Charlottetown Building Permits in RSS
This page documents an experimental script to scrape the City of Charlottetown website to create an RSS feed of weekly building permit summaries.
The General Idea
Every week the City of Charlottetown where I live produces a weekly summary of building permits issued in the past week as a PDF file, and they update a page on their website with a link to the latest PDF file. This system has existed since May of 2005, and the current index contains links to PDF files going back to January, 2007.
I'm interested in following building permit activity -- it's a good way to keep track of what's being built or renovated where -- but I don't want to have to remember to go and check that page every week, and the City provides no way of "subscribing" to the information, and no RSS feed for the information.
I originally looked at the idea of scraping the actual PDF files to pull out the data contained therein to create an RSS feed of actual permits issues, but the PDF files don't contain enough consistency to allow for that. I settled for the notion of creating an RSS feed that would be updated every time a new weekly summary was issued.

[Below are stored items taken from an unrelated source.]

PR #1925, opened 2018-05-28
Drools 2591

MeyerNils:
See https://issues.jboss.org/browse/DROOLS-2591 for details


mariofusco:
@MeyerNils Both your test and fix looks ok, thanks a lot. The only problem is that I cannot merge pull request against an old version branch. Would you mind to resend this PR against master?

PR #1926, opened 2018-05-28
[DROOLS-2591] fix reloading of updated SNAPSHOT KJars

MeyerNils:
As requested


mariofusco:

PR #1927, opened 2018-05-28
[DROOLS-2339] fix handling of FileSystemResource on Windows

mariofusco:


baldimir (approved):

baldimir:
Tested in Windows environment and the test passes, so approved.

PR #1928, opened 2018-05-29
[DROOLS-2595] average accumulate function should return null instead …

mariofusco:
…of zero when no facts are matched


baldimir:
Looks good. When the conflict is fixed, approving.

mariofusco:
Merged by https://github.com/kiegroup/drools/commit/664e4f849fc1639efea2f6c7a626c75c5da692d5

PR #2425, opened 2019-07-03
fix eclipse plugin class not found error

wenjunxiao:
eclipse open *.bpmn with `BPMN2 Process Editor` throw error WorkDefinitions.conf class not found import org.drools.core.process.core.datatype.impl.type.StringDataType because that class has moved to org.jbpm.process.core.datatype.impl.type.StringDataType


ghost:

mareknovotny:
@wenjunxiao  can you file the jira too? and then comply with out contribution rules?
https://github.com/kiegroup/droolsjbpm-build-bootstrap/blob/master/README.md

PR #2426, opened 2019-07-04
[DROOLS-4289] avoid FactHandle id overflow during session deserializa…

mariofusco:
…tion

### DIFF
--- a/drools-core/src/main/java/org/drools/core/marshalling/impl/ProtobufInputMarshaller.java
+++ b/drools-core/src/main/java/org/drools/core/marshalling/impl/ProtobufInputMarshaller.java
@@ -185,8 +185,11 @@ public class ProtobufInputMarshaller {
                                                                     Environment environment,
                                                                     SessionConfiguration config,
                                                                     ProtobufMessages.KnowledgeSession _session) throws IOException {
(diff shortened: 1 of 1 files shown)


etirelli:
@mariofusco I am not sure this is enough, but it's been a while since I looked into this code. Potential problems that could be caused by a simple id reset are:

* id clashes: if facts ids survive for a long time, is there a check when creating id's to avoid clashes with existing facts?

* related to the above, I believe activations are persisted as id tuples. Do they need to be handled differently if that is the case?

* ids are used to correlate facts in clusters. Do we need to take any measure to avoid getting nodes out of sync?

mariofusco:
@etirelli I confirm this proposed fix is wrong and I'm closing this pull request. FactHandle ids of actual facts aren't indeed regenerated (I thought they were) and so if a fact remained in the session for long time, it's possible that my fix could generate an id clash. What is generated from scratch are ids of synthetic facts (from, accumulate, ...) but they are not flagged in a special way so I don't know if I could reuse them during a deserialization. Moreover I wouldn't implement a mechanism to recycle no longer used ids (provided it would be feasible, and I don't think it is) because it would be quite expensive both memory and performance wise.

The only way I see to structurally solve this problem is turning that id into a long. I believe this could be done relatively easily (I checked that the id is not used as an array index) and possibly without breaking backward compatibility of already serialized sessions. Please let me know if I should attempt to do this.

PR #2427, opened 2019-07-04
Changed DMNAssemblerService#getDMNProfiles method visibility

SimonRinguette:
Simple PR to change the visibility of a method from private to protected. I want to be able to extend this method to provide at runtime additional DMNProfiles instead of relying solely on the system preferences.

The system preferences is problematic for me because of class loader dynamic instantiation is very limited.


ghost:

etirelli (approved):

PR #2430, opened 2019-07-04
DROOLS-4278 Applying PMML model using kie-server fails

lanceleverich:
Changed the ApplyPmmlModelCommand execute method so that it uses a
RegistryContext, instead of a RequestContextImpl.


drools-core/src/main/java/org/drools/core/command/runtime/pmml/ApplyPmmlModelCommand.java
```diff
@@ -260,11 +276,13 @@ public PMML4Result execute(Context context) {
...
-        execRes.setResult("results", resultHolder);
-        outputs.forEach(out -> {
-            execRes.setResult(out.getName(), out);
-            resultHolder.updateResultVariable(out.getName(), out);
-        });
+        if (execRes != null) {
+            execRes.setResult("results", resultHolder);
+            outputs.forEach(out -> {
+                execRes.setResult(out.getName(), out);
+                resultHolder.updateResultVariable(out.getName(), out);
```
mariofusco: I believe that the returned `resultHolder` should be populated even when `execRes` is `null`.

danielezonca: +1
If you wrap `execRes` with an `Optional` you can remove completely the if and just protect execRes statements with `.ifPresent()`

drools-core/src/test/java/org/drools/core/command/runtime/pmml/ApplyPmmlModelCommandTest.java
```diff
@@ -0,0 +1,42 @@
...
+import static org.junit.Assert.assertEquals;
+import static org.junit.Assert.assertNotNull;
+
+
+public class ApplyPmmlModelCommandTest {
+
+    @Test(expected = IllegalStateException.class)
+    public void testMissingRequestData() {
+        ApplyPmmlModelCommand cmd = new ApplyPmmlModelCommand();
+        RegistryContext ctx = new ContextImpl().register(KieBase.class, null);
```
danielezonca: I think `.register()` is not necessary here

drools-core/src/main/java/org/drools/core/command/runtime/pmml/ApplyPmmlModelCommand.java
```diff
@@ -196,17 +196,33 @@ public void setOutIdentifier(String outIdentifier) {
...
         }
+        PMML4Result resultHolder = new PMML4Result(requestData.getCorrelationId());
+        RegistryContext ctx = (RegistryContext) context;
         if (packageName == null) {
             packageName = (String)ctx.get("packageName");
         }
-        KieBase kbase = ((RegistryContext)context).lookup(KieBase.class);
-        PMML4Result resultHolder = new PMML4Result(requestData.getCorrelationId());
+
+        KieBase kbase = lookupKieBase(ctx);
```
danielezonca, line 226: Can you please add a test for this?

danielezonca (changes requested):

drools-core/src/main/java/org/drools/core/command/runtime/pmml/ApplyPmmlModelCommand.java
lanceleverich: Updated to use suggested ifPresent method so that the resultHolder gets populated, regardless of whether there is an execRes

drools-core/src/test/java/org/drools/core/command/runtime/pmml/ApplyPmmlModelCommandTest.java
lanceleverich: Removed the call to the `register` method

drools-core/src/main/java/org/drools/core/command/runtime/pmml/ApplyPmmlModelCommand.java
lanceleverich: Added new test that provides an empty KieBase, so that the lookupKieBase gets called and returns successfully.

drools-core/src/test/java/org/drools/core/command/runtime/pmml/ApplyPmmlModelCommandTest.java
danielezonca: Are you sure? I can still see it :thinking:

lanceleverich: I missed the first one, but have now taken it out too.

PR #2433, opened 2019-07-05
[DROOLS-4292] executable-model fails with more than 5 arguments query

tkobayas:
- Unit test


mariofusco:
Reproduced and fixed by https://github.com/kiegroup/drools/commit/ca77718c7401d399ccbc672991e57aaed13710d7

PR #2436, opened 2019-07-05
[RHDM-867] force load of package-info into PMML4Compiler classloader

mariofusco:


lanceleverich (approved):
Looks good. Thanks for the note regarding the need to force the loading of the package-info in Java 9+.

PR #2454, opened 2019-07-18
[DROOLS-4334] Type coercion with Map.get() after jitting

tkobayas:
- Unit test


mariofusco:
Repaced and fixed by https://github.com/kiegroup/drools/commit/17a6e803e551165e9802e387d5dbb053bab7f270

PR #2472, opened 2019-07-25
When is the rule evaluation performed? Is it after the insert(update) facts operation or after the fireAllRules?

alwyngo:
When is the rule evaluation performed? Is it after the insert(update) facts operation or after the fireAllRules?


ghost:

PR #2477, opened 2019-07-30
[DROOLS-4375] BigDecimal in from accumulate with MVEL with executable…

tkobayas:
…-model

- Unit test


mariofusco:
Reproduced and fixed by https://github.com/kiegroup/drools/commit/5848f70f08c3b6c0e7879b4935c2856b429604ec

PR #13695, opened 2025-06-09
feat: Add a CudfTpchBenchmark

devavret:
This PR adds a CudfTpchBenchmark, similar to TpchBenchmark and makes some changes to TpchBenchmark to allow it to be extended.

Depends on https://github.com/facebookincubator/velox/pull/14462


velox/benchmarks/QueryBenchmarkBase.cpp
```diff
@@ -195,6 +237,40 @@ void QueryBenchmarkBase::initialize() {
...
+          cudf_velox::connector::parquet::ParquetConnectorFactory::
+              kParquetConnectorName)
+          ->newConnector(
+              cudf_velox::exec::test::kParquetConnectorId,
+              parquetProperties,
+              ioExecutor_.get());
+  connector::registerConnector(parquetConnector);
+
+  // Enable cuDF operators
+  cudf_velox::registerCudf();
```
bdice: I would like to be able to build the benchmarks with cuDF support but only enable cuDF if a flag is passed to the benchmark executable. Can we use gflags to conditionally register cuDF, rather than having to make that decision at build time? It will make it easier to compare performance if we can build once with GPU support and then run with/without cuDF.

In other words, what I am looking for is:

```cpp
// Add a runtime flag:

#ifdef VELOX_ENABLE_CUDF
DEFINE_bool(
    enable_cudf,
    false,
    "Run with cuDF enabled");
#endif

// Then in the initialize function:

#ifdef VELOX_ENABLE_CUDF
if (FLAGS_enable_cudf) {
  // Call logic to register cuDF
}
#endif
```

velox/benchmarks/QueryBenchmarkBase.cpp
```diff
@@ -195,6 +237,40 @@ void QueryBenchmarkBase::initialize() {
   connector::registerConnector(hiveConnector);
   parquet::registerParquetReaderFactory();
   dwrf::registerDwrfReaderFactory();
+
```
jinchengchenghh, line 217: Is it convenient for you to add a new class `CudfQueryBenchmarkBase` and extends the current class `QueryBenchmarkBase`?  Then `ifdef VELOX_ENABLE_CUDF` is reduced.

velox/benchmarks/QueryBenchmarkBase.cpp
```diff
@@ -211,7 +287,30 @@ QueryBenchmarkBase::listSplits(
   return result;
 }
 
+#ifdef VELOX_ENABLE_CUDF
+std::vector<std::shared_ptr<connector::ConnectorSplit>>
```
jinchengchenghh: Could you move it to anonymous namespace?

velox/exec/tests/utils/PlanBuilder.cpp
```diff
@@ -276,14 +313,32 @@ core::PlanNodePtr PlanBuilder::TableScanBuilder::build(core::PlanNodeId id) {
...
-        connectorId_,
-        tableName_,
-        true,
-        (subfieldFiltersMap_.empty()) ? std::move(filters)
-                                      : std::move(subfieldFiltersMap_),
-        remainingFilterExpr,
-        dataColumns_);
+    tableHandle_ = [&]() -> std::shared_ptr<connector::ConnectorTableHandle> {
+#ifdef VELOX_ENABLE_CUDF
+      // if cudfIsRegistered, then use cudftableScan tableHandle_ here.
```
jinchengchenghh: if -> If

velox/benchmarks/QueryBenchmarkBase.cpp
devavret: This already works like you expect. The cudf driver adapter only "activates" when the gflag `velox_cudf_enabled` is set to true. What happens here is that the gflag determines the default args for `CudfOptions` https://github.com/facebookincubator/velox/blob/6756dee29521b0bf933daa0f43254e269b76dd50/velox/experimental/cudf/exec/ToCudf.h#L50-L59 As for the reasoning behind this design, Gluten wants to be able to enable/disable cudf by passing arguments to registerCudf https://github.com/facebookincubator/velox/pull/12735#discussion_r2013394732. 

I do think this is a code smell and would prefer if users like gluten would check the cudf enable/disable condition outside of calling `registerCudf` and simply not call it when cudf execution isn't needed.

velox/benchmarks/QueryBenchmarkBase.cpp
devavret: Our aim here is to use `TpchBenchmark` which derives from `QueryBenchmarkBase`. If I add a `CudfQueryBenchmarkBase` then I'll have to repeat the code in TpchBenchmark.cpp for cudf.

majetideepak: @devavret Another way is to create a test util API for cudf and add the `#ifdef VELOX_ENABLE_CUDF` calls in the test util. The `#else` part will be empty.
This way, we can keep this file clean and reuse the test util for other places like examples, etc.
We follow this pattern for registering file system adapters. The client code is clean this way.

jinchengchenghh: We may also have CudfTpchBenchmark, in case of we may add wave, spark tpch benchmark or other extensions.
`class CudfTpchBenchmark : publicTpchBenchmark, public CudfQueryBenchmarkBase`

devavret: How about now https://github.com/facebookincubator/velox/pull/13695/files/e4915773e30d8f63b826771f68af438fc782e845..2ea6ec09725f399d7afe655752ddb7864879173b

velox/benchmarks/tpch/TpchBenchmark.h
```diff
@@ -15,4 +15,83 @@
...
+    QueryBenchmarkBase::initialize();
+    initQueryBuilder();
+  }
+
+  void shutdown() override {
+    QueryBenchmarkBase::shutdown();
+    queryBuilder.reset();
+  }
+
+  void runMain(std::ostream& out, facebook::velox::RunStats& runStats)
```
jinchengchenghh: Please move the implement to cpp file.

velox/benchmarks/tpch/TpchBenchmark.h
```diff
@@ -15,4 +15,83 @@
...
+#include <gflags/gflags.h>
+
+#include "velox/benchmarks/QueryBenchmarkBase.h"
+
+DECLARE_int32(run_query_verbose);
+DECLARE_int32(io_meter_column_pct);
+
+class TpchBenchmark : public facebook::velox::QueryBenchmarkBase {
+ public:
+  void initialize() override {
```
jinchengchenghh: ditto

velox/benchmarks/tpch/TpchBenchmark.h
```diff
@@ -15,4 +15,83 @@
...
+
+  void runQuery(int32_t queryId) {
+    const auto planContext = queryBuilder->getQueryPlan(queryId);
+    run(planContext, queryConfigs);
+  }
+
+  void initQueryBuilder();
+
+ private:
+  std::shared_ptr<facebook::velox::exec::test::TpchQueryBuilder> queryBuilder;
```
jinchengchenghh: queryBuilder -> queryBuilder_

velox/benchmarks/tpch/TpchBenchmark.h
```diff
@@ -15,4 +15,83 @@
...
+
+ protected:
```
jinchengchenghh: Place the protected member before private member

velox/benchmarks/tpch/TpchBenchmark.h
```diff
@@ -15,4 +15,83 @@
...
+          << std::endl;
+    }
+  }
+
+  void runQuery(int32_t queryId) {
+    const auto planContext = queryBuilder->getQueryPlan(queryId);
+    run(planContext, queryConfigs);
+  }
+
+  void initQueryBuilder();
```
jinchengchenghh: Move to private scope

velox/benchmarks/tpch/TpchBenchmark.h
```diff
@@ -15,4 +15,83 @@
...
+
+ private:
+  std::shared_ptr<facebook::velox::exec::test::TpchQueryBuilder> queryBuilder;
+
+ protected:
+  std::unordered_map<std::string, std::string> queryConfigs;
```
jinchengchenghh: ditto

velox/experimental/cudf/CMakeLists.txt
```diff
@@ -13,6 +13,7 @@
 # limitations under the License.
 
 add_subdirectory(exec)
+add_subdirectory(benchmarks)
```
jinchengchenghh: Please respect VELOX_ENABLE_BENCHMARKS

velox/experimental/cudf/benchmarks/CudfTpchBenchmark.cpp
```diff
@@ -0,0 +1,125 @@
...
+    connector::unregisterConnectorFactory(
+        cudf_velox::connector::parquet::ParquetConnectorFactory::
+            kParquetConnectorName);
+    TpchBenchmark::shutdown();
+  }
+};
+
+int main(int argc, char** argv) {
+  std::string kUsage(
+      "This program benchmarks TPC-H queries. Run 'velox_tpch_benchmark -helpon=TpchBenchmark' for available options.\n");
```
bdice:
```suggestion
      "This program benchmarks TPC-H queries. Run 'velox_cudf_tpch_benchmark -helpon=TpchBenchmark' for available options.\n");
```

velox/benchmarks/tpch/TpchBenchmark.h
```diff
@@ -15,4 +15,35 @@
  */
 #pragma once
 
+#include <gflags/gflags.h>
+
+#include "velox/benchmarks/QueryBenchmarkBase.h"
+
+DECLARE_int32(run_query_verbose);
+DECLARE_int32(io_meter_column_pct);
```
majetideepak: Do we need this in the header? We can then remove gflags.h from the header.

velox/benchmarks/tpch/TpchBenchmark.h
```diff
@@ -15,4 +15,35 @@
  */
 #pragma once
 
+#include <gflags/gflags.h>
+
+#include "velox/benchmarks/QueryBenchmarkBase.h"
+
+DECLARE_int32(run_query_verbose);
```
majetideepak: Do we need this in the header?

velox/benchmarks/tpch/TpchBenchmark.h
```diff
@@ -15,4 +15,35 @@
...
+DECLARE_int32(io_meter_column_pct);
+
+class TpchBenchmark : public facebook::velox::QueryBenchmarkBase {
+ public:
+  void initialize() override;
+
+  void shutdown() override;
+
+  void runMain(std::ostream& out, facebook::velox::RunStats& runStats) override;
```
majetideepak, line 27: Since we are not overriding this for cudf, we can keep this local for now.

velox/benchmarks/tpch/TpchBenchmark.cpp
```diff
@@ -57,178 +57,164 @@ DEFINE_int32(
...
 
 BENCHMARK(q1) {
-  const auto planContext = queryBuilder->getQueryPlan(1);
-  benchmark.run(planContext);
+  benchmark->runQuery(1);
 }
 
 BENCHMARK(q2) {
-  const auto planContext = queryBuilder->getQueryPlan(2);
-  benchmark.run(planContext);
```
majetideepak, line 119: Let's ensure `VELOX_NOT_NULL(benchmark)` here and below?

velox/exec/tests/utils/PlanBuilder.cpp
```diff
@@ -276,14 +313,31 @@ core::PlanNodePtr PlanBuilder::TableScanBuilder::build(core::PlanNodeId id) {
...
+            cudf_velox::connector::parquet::ParquetTableHandle>(
+            cudf_velox::exec::test::kParquetConnectorId,
+            tableName_,
+            subfieldFilterExpr != nullptr,
+            subfieldFilterExpr,
+            remainingFilterExpr,
+            dataColumns_);
+      }
+#endif
+      return std::make_shared<HiveTableHandle>(
```
majetideepak: We want to avoid `VELOX_ENABLE_CUDF` in the PlanBuilder.
1) Can we convert `HiveTableHandle` -> `udf_velox::connector::parquet::ParquetTableHandle` on the cudf side?
2) We could adopt a factory for the TableHandle. Some related work here https://github.com/facebookincubator/velox/pull/13798/files

majetideepak: PlanBuilder is expected to be moved to core Velox. Adding VELOX_ENABLE_CUDF complicates releasing Velox libraries in the future.

jinchengchenghh (approved):

velox/experimental/cudf/tests/TableScanTest.cpp
```diff
@@ -327,14 +327,27 @@ TEST_F(TableScanTest, filterPushdown) {
...
+      std::make_shared<core::ConstantTypedExpr>(BIGINT(), int64_t(0)));
+
+  auto c3Expr = std::make_shared<core::CallTypedExpr>(
+      BOOLEAN(),
+      "eq",
+      std::make_shared<core::FieldAccessTypedExpr>(BOOLEAN(), "c3"),
+      std::make_shared<core::ConstantTypedExpr>(BOOLEAN(), true));
+
+  auto subfieldFilterExpr =
+      std::make_shared<core::CallTypedExpr>(BOOLEAN(), "and", c1Expr, c3Expr);
```
devavret: this looks like a merge issue. we now want SubfieldFilters

karthikeyann (changes requested):
Since this PR is stale for long, it needs cleanup, and addressing review comments.
I merged main to this PR, and made sure velox_cudf_tpch_benchmark builds.

velox/benchmarks/tpch/TpchBenchmark.h
```diff
@@ -15,4 +15,31 @@
  */
 #pragma once
 
+#include "velox/benchmarks/QueryBenchmarkBase.h"
+#include "velox/exec/tests/utils/TpchQueryBuilder.h"
+
+class TpchBenchmark : public facebook::velox::QueryBenchmarkBase {
```
jinchengchenghh, line 21: Add TpchBenchmark virtual destructor since CudfTpchBenchmark inherits it.

majetideepak (approved):

velox/benchmarks/tpch/TpchBenchmark.h
devavret: QueryBenchmarkBase already has a virtual destructor

jinchengchenghh:
Looks good to me

karthikeyann:
@kagamiori is the merging blocked due to failing tests?
The changes in this PR are unrelated to Presto Fuzzer.

PR #13700, opened 2025-06-09
fix: Fix binomial_cdf disparity

skyelves:
Summary:
Fix binomial_cdf disparity

T226113911

In java, if value >= numberOfTrials, directly return 1.0
```
public double cumulativeProbability(int x) {
        double ret;
        if (x < 0) {
            ret = (double)0.0F;
        } else if (x >= this.numberOfTrials) {
            ret = (double)1.0F;
        } else {
            ret = (double)1.0F - Beta.regularizedBeta(this.probabilityOfSuccess, (double)x + (double)1.0F, (double)(this.numberOfTrials - x));
        }

        return ret;
    } 
```

In cpp, it throws an error in boost lib

``` 
if(k > N)
{
       *result = policies::raise_domain_error<RealType>(
          function,
          "Number of Successes argument is %1%, but must be <= Number of Trials !", k, pol);
       return false;
}
```

Differential Revision: D76301965

### DIFF
--- a/velox/functions/prestosql/Probability.h
+++ b/velox/functions/prestosql/Probability.h
@@ -97,6 +97,11 @@ struct BinomialCDFFunction {
       return;
     }
 
+    if (value >= numOfTrials) {
+      result = 1.0;
+      return;
+    }
+
     boost::math::binomial_distribution<> dist(numOfTrials, successProb);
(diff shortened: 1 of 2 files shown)


amitkdutta (approved):
Thanks @skyelves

The script documented here, then, is intended to regularly grab the HTML of the page containing the index to the PDF files, uses an HTML parser to locate the URLs of the PDFs (they are consistent enough, so far, to rely on, as they all start with Weekly_permits_approved_), compares the URLs received to a cache or previously-scraped URLs stored in a MySQL table, updates the table if a new PDF is found, and then creates an RSS feed that contains pointers to the most recent 100 PDFs found.
With the RSS feed in place and subscribed to, I can now get automatically alerted in my RSS newsreader whenever a new index of building permits is issued.
Download Source Code
You can grab the source code from Github.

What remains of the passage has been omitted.